Spatiotemporal summarization of traffic data streams

  • Authors:
  • Bei Pan;Ugur Demiryurek;Farnoush Banaei-Kashani;Cyrus Shahabi

  • Affiliations:
  • University of Southern California, Los Angeles, CA;University of Southern California, Los Angeles, CA;University of Southern California, Los Angeles, CA;University of Southern California, Los Angeles, CA

  • Venue:
  • Proceedings of the ACM SIGSPATIAL International Workshop on GeoStreaming
  • Year:
  • 2010

Quantified Score

Hi-index 0.00

Visualization

Abstract

With resource-efficient summarization and accurate reconstruction of the historic traffic sensor data, one can effectively manage and optimize transportation systems (e.g., road networks) to become smarter (better mobility, less congestion, less travel time, and less travel cost) and greener (less waste of fuel and less greenhouse gas production). The existing data summarization (and archival) techniques are generic and are not designed to leverage the unique characteristics of the traffic data for effective data reduction. In this paper, we propose and explore a family of data summaries that take advantage of the high temporal and spatial redundancy/correlation among sensor readings from individual sensors and sensor groups, respectively, for effective data reduction. In particular, with these summaries we derive and maintain a "signature" as well as a series of "outliers" for the readings received from each individual sensor or group of co-located sensors.

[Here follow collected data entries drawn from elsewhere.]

PR #1198, opened 2018-02-15
Add automatic ABI checker from ros-industrial/industrial_ci

dhood:
If I've understood [the documentation](https://github.com/ros-industrial/industrial_ci/blob/master/doc/index.rst) correctly this should check against the merge parent

### DIFF
--- a/.travis.yml
+++ b/.travis.yml
@@ -13,10 +13,6 @@ env:
   matrix:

While signatures capture the typical readings that estimate the actual readings with bounded error, the outliers represent the actual readings where the error-bound is violated. With the combination of signatures and outliers, our proposed data summaries can effectively represent the actual data with much smaller storage footprint, while allowing for efficient querying of the sensor data with bounded error. Our experiments with a real traffic sensor dataset shows that our proposed data summaries use only 23% of the storage space otherwise required for storing the actual data, while allowing for highly accurate query results with guaranteed precision.